Write out the full listing, matching it line for line.
--- The data Enclosed Below ---
PR #2533, opened 2022-01-25
Fix clamp arity in error bounds section

dneto0:
Also at the definitions, use more suggestive formal parameter names (e,low,high)
instead of the less readable (e1,e2,e3)


kvark (commented):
--- End of Enclosed The data ---
Output below:
PR #2533, opened 2022-01-25
Fix clamp arity in error bounds section

dneto0:
Also at the definitions, use more suggestive formal parameter names (e,low,high)
instead of the less readable (e1,e2,e3)


kvark (commented):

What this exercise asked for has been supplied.